Bob: That really sums up two crucial parts of working with the web. One is the search engine skills to find good stuff and the second part is once you get to a page how do you evaluate it? That is a really hard skill!
Bob: Because we are in a district that has so many resources we were able to create six Imac labs, so we have six rooms that have a dozen Imac’s in them. The teachers have been forced to be more flexible in terms of sharing those spaces with their teammates ... pretty much everyone has at least four computers.
Bob: I think the teachers who are using technology best in our school are using a center-based approach where everyone takes a turn, that may be in a group of two or four, but they are rotating through the computers and through other activities that don’t require the computer.
MT:
Is
there a grounding philosophy to technology integration?Bob: The philosophy would be two-fold; one part would be that you want the technology to be invisible. We had the philosophy from the beginning that the kids wouldn’t go to a separate space to do computers, that the technology would just be one tool at their disposal in the classroom. The other part would be that technology would be used in all curriculum areas at some point or another ... that it wasn’t going to be just science, it wasn’t going to be just core classes, that the elective classes would use it also.
In fact, one of the great consequences of putting these Imacs labs in, was that a woman who teaches French, all of a sudden had these twelve computers at her disposal. Suddenly the kids are going to all these French web sites, learning the language, seeing what was going on in France. It really galvanized her way of teaching and now she will not teach a unit without incorporating the Internet in some way.
MT:
What
is your advice to teachers just beginning to incorporate technology into the
curriculum?Brian: My big thing would be to set a goal, that’s a measurable goal and set it reasonably. So if it is going to be with one of my units, then I’m going to try to use technology in some really different, unique ways. That’s a really appropriate goal for a first year teacher. The other thing is to use the resources in the school... Find those folks who can help you.

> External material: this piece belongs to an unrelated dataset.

PR #2415, opened 2025-04-16
OSD-29046: Fixing SlowCustomerWebhookSRE, Not to trigger if service name missing

TheUndeadKing:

Bob: What I usually tell experienced teachers is to don’t expect to do it all the time. Pick one unit a year, one unit a semester, and say ‘I’m going to add this other tool to what I’m already doing.’ Take a unit you are already comfortable with, don’t pick something you are struggling to cover, pick something that is a strength and say what Internet sites can I find to augment this, what other center can I add ... and take it from there. Be willing to listen to the kids ... Be willing to let the kids participate in creating the resources for you.
MT:
What
are your future goals for technology integration?Bob: There are lots of teachers that are using the web as a resource, finding good sites to support this or that unit. The next step is to become producers of content on the web and creating pages of favorite bookmarks so the kids can use them.
Brian: I really think I see my role as more of a facilitator and a reminder to pull technology into what we are doing. ... My work is to encourage teachers to incorporate technology as a tool for differentiation. Also trying to pull in community resources. We have a professional web designer instructing and facilitating our web design cluster. I think I fit into the technology picture by trying to find people in the community.